(Beginning of Given data)

PR #3951, opened 2025-02-25
fix: prevent duplicate service_name and app_name labels during ingestion

marcsanmi:
This PR fixes two issues related to duplicate labels during profile ingestion:

- Prevents duplicate `service_name` labels in the `createLabels` function in the pprof converter
- Prevents duplicate `app_name` labels in the pyroscope ingester adapter

This is particularly important because in Alloy, we have [logic](https://github.com/grafana/alloy/blob/main/internal/component/pyroscope/receive_http/receive_http.go#L302) that ensures profiles always have a `service_name` label, and adds an `app_name` label when `service_name` already exists.

Our current implementation could lead to duplicate labels when this Alloy logic is applied.

Resolves https://github.com/grafana/pyroscope-squad/issues/357


pkg/ingester/pyroscope/ingest_adapter_test.go
```diff
@@ -0,0 +1,121 @@
...
+	"github.com/grafana/pyroscope/pkg/og/storage"
+	"github.com/grafana/pyroscope/pkg/og/storage/tree"
+
+	"connectrpc.com/connect"
+	"github.com/go-kit/log"
+	"github.com/stretchr/testify/assert"
+	"github.com/stretchr/testify/require"
+)
+
+type MockLabelCapturingPushService struct {
```
kolesnikovae, line 21: Just a note, not a suggestion: you may want to consider using mockery (see `.mockery.yaml`) to generate mocks and assertions in a more convenient way. (I agree that hand-written mocks can be more convenient in certain cases – it's totally up to you)

kolesnikovae (approved):
LGTM. Thanks for fixing this!

I'm not 100% sure I understand why we add the `app_name` label; I assume it's for backward compatibility, but I don't fully understand why we would create it if it's absent. This is clearly out of scope of the PR, but it would be nice if could clarify this moment

korniltsev:
I think I added an `app_name`  to not drop the app name from flameql if the `service_name` is also present.
Bsaically if we have flameql `appname{service_name=svc}`
Honestly I now regret doing this I think this is redundant and this logic can be dropped

korniltsev:
I think in may be useful to add an integration test ingesting `foo{service.name=bar}` . I have suspicuous it may also introduce duplicate labels after sanitization in distributor. Feel free to do this in a followup or just create an issue to do it later for someone else.

pkg/distributor/distributor.go
```diff
@@ -900,6 +897,64 @@ func extractSampleSeries(
...
+		} else if label.Name == "service.name" {
+			hasDotServiceName = true
+			serviceDotNameIndices = append(serviceDotNameIndices, j)
+			serviceDotNameValue = label.Value
+		}
+	}
+
+	if hasDotServiceName {
+		if hasServiceName && serviceDotNameValue != "" {
+			labels[serviceNameIndex].Value = serviceDotNameValue
```
marcsanmi, line 920: Do we want this? I've decided `service.name` value to replace `service_name` if both exists.

pkg/ingester/pyroscope/ingest_adapter_test.go
marcsanmi: Done in 6365cb043a942347c1ddf75570cbae500cd9edba.

simonswine (commented):
Thanks for looking into this. I have a few more questions before we merge this

pkg/distributor/distributor.go
```diff
@@ -900,6 +897,64 @@ func extractSampleSeries(
 	return result, bytesRelabelDropped, profilesRelabelDropped
 }
 
+func processServiceNameLabels(labels []*typesv1.LabelPair) []*typesv1.LabelPair {
```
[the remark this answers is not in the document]
marcsanmi: @simonswine quick update on this,

I updated it to support "one level" of sanitization-induced duplicates by adding a "_dup" suffix to the sanitized name. For example, if both "service.name" and "service_name" exist, "service.name" will be sanitized to "service_name_dup"; more than the same 2 duplicates exist because of sanitization, we still fail.

I've also added the support to add service_name when only service.name is present.

LMKWYT.

Alloy's related [PR](https://github.com/grafana/alloy/pull/2918)

pkg/validation/validate.go
```diff
@@ -122,8 +136,8 @@ func ValidateLabels(limits LabelValidationLimits, tenantID string, ls []*typesv1
 	if !model.IsValidMetricName(model.LabelValue(metricNameValue)) {
 		return NewErrorf(InvalidLabels, InvalidLabelsErrorMsg, phlaremodel.LabelPairsString(ls), "invalid metric name")
 	}
-	serviceNameValue := phlaremodel.Labels(ls).Get(phlaremodel.LabelNameServiceName)
 	if !isValidServiceName(serviceNameValue) {
+		fmt.Println(">> OUT 1")
```
simonswine, line 140: You have forgotten this :)

pkg/validation/validate.go
```diff
@@ -135,11 +149,23 @@ func ValidateLabels(limits LabelValidationLimits, tenantID string, ls []*typesv1
 		if len(l.Value) > limits.MaxLabelValueLength(tenantID) {
 			return NewErrorf(LabelValueTooLong, LabelValueTooLongErrorMsg, phlaremodel.LabelPairsString(ls), l.Value)
 		}
-		var origName string
+		var origName, sanitized string
 		var ok bool
-		if origName, l.Name, ok = SanitizeLabelName(l.Name); !ok {
+		if origName, sanitized, ok = SanitizeLabelName(l.Name); !ok {
```
simonswine, line 154: I find this a lot more readable
```suggestion
origName, sanitized, ok := SanitizeLabelName(l.Name)
if !ok {
```

pkg/validation/validate.go
```diff
@@ -135,11 +149,23 @@ func ValidateLabels(limits LabelValidationLimits, tenantID string, ls []*typesv1
...
+		// Check if a dup would be created because of sanitization
+		if origName != sanitized {
+			if sanitizedNames[sanitized] {
+				// Add "_dup" suffix to the conflicting sanitized label name
+				sanitized = sanitized + "_dup"
+			} else {
+				sanitizedNames[sanitized] = true
+			}
+		}
+		l.Name = sanitized
```
simonswine, line 167: Changing the name requires another `sort.Sort(phlaremodel.Labels(ls))` to ensure the order: 

Let's say I have I have label names with `service_name_aaaa` and `service_name_eee` , `service_name_dup` should be in-between them.

pkg/validation/validate.go
```diff
@@ -112,6 +112,20 @@ func ValidateLabels(limits LabelValidationLimits, tenantID string, ls []*typesv1
 	if len(ls) == 0 {
 		return NewErrorf(MissingLabels, MissingLabelsErrorMsg)
 	}
+
+	sanitizedNames := make(map[string]bool)
```
simonswine, line 116: This is an allocation in the hot path for any profile if needing sanitation or not. Also in the worst case you are adding at most two elements, if I read the code correctly.

pkg/validation/validate.go
```diff
@@ -135,11 +149,23 @@ func ValidateLabels(limits LabelValidationLimits, tenantID string, ls []*typesv1
...
-		if origName, l.Name, ok = SanitizeLabelName(l.Name); !ok {
+		if origName, sanitized, ok = SanitizeLabelName(l.Name); !ok {
 			return NewErrorf(InvalidLabels, InvalidLabelsErrorMsg, phlaremodel.LabelPairsString(ls), "invalid label name '"+origName+"'")
 		}
+
+		// Check if a dup would be created because of sanitization
+		if origName != sanitized {
+			if sanitizedNames[sanitized] {
+				// Add "_dup" suffix to the conflicting sanitized label name
+				sanitized = sanitized + "_dup"
```
simonswine, line 162: Nit: Adding `_dup` to the label name, might bring you over `MaxLabelNameLength`, not necessarily a problem.

pkg/validation/validate.go
```diff
@@ -112,6 +112,20 @@ func ValidateLabels(limits LabelValidationLimits, tenantID string, ls []*typesv1
 	if len(ls) == 0 {
 		return NewErrorf(MissingLabels, MissingLabelsErrorMsg)
 	}
+
+	sanitizedNames := make(map[string]bool)
+	//Check if we only have service.name label before sanitization
+	serviceNameValue := phlaremodel.Labels(ls).Get(phlaremodel.LabelNameServiceName)
```
simonswine, line 118: While looking for when the labels are sorted, I noticed that we already add unspecified as a value, so this if can never be triggered:

https://github.com/grafana/pyroscope/blob/efeabde8456ee1e1d68db0ceb026305f753866b7/pkg/distributor/distributor.go#L293-L295

pkg/validation/validate.go
marcsanmi: Yes, I somewhat miss to reorder the labels after adding the sanitised name, good catch.

pkg/validation/validate.go
marcsanmi: Not really. It's a safe check... in case anytime this is changed or we ingest labels throughout another path. However, this is likely not going to happen. I'll remove it.

pkg/validation/validate.go
marcsanmi: N/A anymore

pkg/validation/validate.go
marcsanmi: N/A anymore

pkg/validation/validate.go
simonswine: I don't think this has any benefit how it is implemented right now: The distributor will always go through. `PushParsed`(which is the only caller of `ValidateLabels`).

I think we need to test it form that level, it is not super straight forward, but that's how I tested your change:

https://github.com/grafana/pyroscope/commit/2535c8d1afc6e0d384be454fcc2a3651d07789aa

You will find that without the returning of the labels it will panic. This is because you modify the label slice without returning the new slice.

simonswine (approved):
Thanks for putting all the effort in, I do think we came to best variant in the end 🙂 

LGTM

(End of Given data)

What is required: Go through the records above and return every line that holds the string "logic".

Your response:
This is particularly important because in Alloy, we have [logic](https://github.com/grafana/alloy/blob/main/internal/component/pyroscope/receive_http/receive_http.go#L302) that ensures profiles always have a `service_name` label, and adds an `app_name` label when `service_name` already exists.
Our current implementation could lead to duplicate labels when this Alloy logic is applied.
Honestly I now regret doing this I think this is redundant and this logic can be dropped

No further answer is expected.